— Problem requirements —
Search the listing below, and show each line that includes the word "server".

— Source material —
▬▬▬▬▬▬

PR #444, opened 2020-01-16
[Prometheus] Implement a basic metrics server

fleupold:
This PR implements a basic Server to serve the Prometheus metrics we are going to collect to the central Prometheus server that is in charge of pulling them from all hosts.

▬▬▬▬▬▬

— Result —
[Prometheus] Implement a basic metrics server
This PR implements a basic Server to serve the Prometheus metrics we are going to collect to the central Prometheus server that is in charge of pulling them from all hosts.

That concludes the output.